It came to my attention that anyone visiting en.wikipedia.org site from an “old Android smartphone”, as Wikipedia puts it, will be redirected to https://en.wikipedia.org/sec-warning (http://web.archive.org/web/20191217154700/https://en.wikipedia.org/sec-warning), which, amongst other things, reads the following:
This is actually a good thing. There are many *valid technical reasons* behind this. You should do this too.
There’s a far better use for port 443.
Why do I need Wikipedia SSLed? I know the argument. But if it doesn’t work why not either let it fall back to 1.0 or to HTTP.
This seems like security for no valid reason.
Exactly. I used the wording from their own page; but I think it’s actually misleading. They’re actually going out of their way to prevent users of “old Android smartphones” from accessing Wikipedia; if they did nothing, everyone would still be able to read happily over HTTP.
Just let the old platforms ride off into the sunset as originally planned like the SSL implementations in older JRE installs, XP, etc. You shouldn’t be holding onto the past.
Ignoring the obvious reasons why TLS is needed and HTTP should not be used, I guess people who want an HTTP version of Wikipedia that is read-only and knowingly insecure, censorable, modifiable, etc. can donate a few million dollars to the Wikimedia Foundation, before the tax year is over, for the engineers, infrastructure, and everything, and write a special note, and maybe Wikipedia may consider this… Worst case, you just funded a secure encyclopedia and helped it grow in 2020 and years to come…
Let’s see those receipts coming!
because no one should know what you read about or check out at wikipedia
... because you should be able to verify the site you are at is actually the site you intended to be at...
Let the old crap go. Besides the sheer amount of ppl left that have the older phones most likely are not going to Wikipedia anyway.
Well, that would be nothing, because they’re blocking your device from having any access.
Just to make it clear: are you suggesting that it should be a requirement to always verify the site where anonymous people make anonymous edits? Let that sink in.
I am curious -- what exactly are those "obvious reasons"? (And for the record HTTP *IS* being used, it is just being tunneled inside a TLS connection).
I certainly cannot fathom any "obvious reasons" ...

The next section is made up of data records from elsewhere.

PR #1422, opened 2025-11-20
chore: improve type annotations

nijel:
Add type annotations and add safeguards against some unexpected values.

### DIFF
--- a/social_core/strategy.py
+++ b/social_core/strategy.py
@@ -1,7 +1,7 @@
 from __future__ import annotations
 
 import secrets
-from typing import TYPE_CHECKING, Any, cast
+from typing import TYPE_CHECKING, Any, Protocol, cast
 
 from .backends.utils import get_backend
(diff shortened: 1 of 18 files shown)


social_core/strategy.py
```diff
@@ -12,7 +12,11 @@
 
 if TYPE_CHECKING:
     from .backends.base import BaseAuth
-    from .storage import BaseStorage, CodeMixin
+    from .storage import BaseStorage, CodeMixin, PartialMixin, UserProtocol
+
+
+class HttpResponseProtocol(Protocol):
+    url: str
```
andersk, line 19: Django’s `HttpResponseRedirect` does not satisfy this protocol, because its `url` property is [read-only](https://github.com/typeddjango/django-stubs/blob/5.2.8/django-stubs/http/response.pyi#L138-L139).

```suggestion
    @property
    def url(self) -> str: ...
```

The general `HttpResponse` doesn’t even have a `url` property.

- #1511

PR #1477, opened 2025-12-15
doc: add CONTRIBUTING.md

jrutila:
Added CONTRIBUTING.md doc.

It was generated by AI but I tested it by following it. Seems to work although the linting tools are generating error. Is one of them the one that should be used?

The contents from https://github.com/python-social-auth/.github/blob/bdb55771271cb4837048cd53b799436243589b45/CONTRIBUTING.md could be included or linked in this doc. That doc is just missing all the technical stuff to get the project actually running on local dev environment.


nijel:
There is already one shared for all organization repos, if it is missing something, let's update it, not create another version, which will make it impossible to maintain across repositories.

PR #1479, opened 2025-12-15
feat(fb): api version bump to 24.0

jrutila:
Facebook API v18 will be deprecated on Jan 26, 2026. 

The tests don't really run against the actual FB api? But I tested this on my own project and the logging in still worked fine with v24.


nijel:
Yes, the tests are mocked. Only a very basic API is used here and I don't think there was ever a API change that affected calls used in python-social-auth.

PR #1662, opened 2026-04-13
Catch ValueError in `sanitize_redirect`

rafsaf:
`ValueError netloc 'some-url-here' contains invalid characters under NFKC normalization` exception can be obtained if using characters like in added test.

Originally during `/login/google-oauth2?next=https://evil.garbages.com` redirect in django app using social-auth-app-django.


nijel:

PR #26271, opened 2026-01-23
Add timeouts to summarizer stopping

kian-thompson:
There are some peculiar cases of documents hitting 10k ops where a summarizer doesn't shut down properly. The parent container continually recognizes it is the elected client, but it still has a summarizer hanging somewhere. Some timeouts were added in various places to ensure the summarizer closes properly for the parent to spawn a new one.

Looking at telemetry, the P99.9 of a summarizer's first event to proper connection was 35 seconds. Thus, a timeout of 2 minutes should be more than enough.

One interesting potential case is the following:
1. Parent container spawns summarizer
2. Summarizer starts load flow
3. Parent container disconnects (`summarizer?.stop(...)` is not called since load flow has not finished and returned the `summarizer` instance)
4. Summarizer finishes load flow, and we attempt to call `summarizer.run(...)`
5. At the start of `summarizer.run(...)`, it waits to see a `"connected"` event from the ContainerRuntime
i. This may not always happen if the summarizer gets into some weird state and isn't able to get a connection from service, causing the whole summarizer flow to hang

[AB#54693](https://dev.azure.com/fluidframework/235294da-091d-4c29-84fc-cdfc3d90890b/_workitems/edit/54693)

PR #26557, opened 2026-02-26
fix(container-runtime): Fix stop timeout race in SummaryManager (0x263, 0x264)

frankmueller-msft:
## Summary

Fixes assert failures 0x263 ("Expected: starting") and 0x264 ("Expected: Not Off") in `SummaryManager` that occur during Real Service Stress Tests.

TLS 1.2 as deployed in Web Browsers does not authenticate the end-point. What it does is present an "Advertizing ID" that is akin to the "Advertizing ID" that the telco's sold as "Caller ID", because they new that y'all proles would not pay if there were truth in naming. By the same token the general certificate system will "say" whatever he who pays wants it to say. It does not verify anything other than the fact that the remote end-point went to the bother of buying (or the trouble of fiddling about with) advertizing certificates.
Silicon Valley is typically out of touch with reality.
“the sheer amount of ppl left that have the older phones most likely are not going to Wikipedia anyway.”
Some don’t have the fiscal or logistical ability to do better.
If you care that bad, you work towards meeting the requirement. If you don’t care, then you don’t.
I think this is a bit over the top and troll-ish but there is a big thing going on in circles where transport integrity and secrecy are tied together when it’s not necessary.
Not all mutual authentication needs to be done with certificates (for example).
Forcing all of wikipedia to be https is an example of the side-effects of this practice when combined with deprecating older versions of TLS and older ciphers, you will inevitably make the content inaccessible as a result. The thought that we should all upgrade our devices (that work just fine) is a bit of a problem.
If I have an old tablet that my kids use to do wikipedia and are now locked out, that’s forcing an expense on the end-user of that tech and creates more e-waste etc than necessary. I’m not a fan of that either, but the painting a broad brush is not helpful to the conversation.
I normally don't chime in here, because I'm not technically a network operator, but I do know certs and PKI infrastructure.
Just wanted to point out that many situations where such security would be desirable -- a repressive government, an overly surveilling employer -- have, or can easily put in place, tech to subvert the entire process anyway. Require every browser to include a custom CA certificate, issue certs on the fly for any given site, and The Man can MITM every site you visit, supporting whatever protocol your device requires.
Requiring TLS 1.2 won't fix this -- it's an attempt to minimize the risk of specific protocol-based attacks at the expense of older browsers. That having been said, I'd like to see actual numbers on how many of Wikimedia's sites' visitors will be affected. What percentage of browsers visiting their sites can't support TLS 1.2 or later?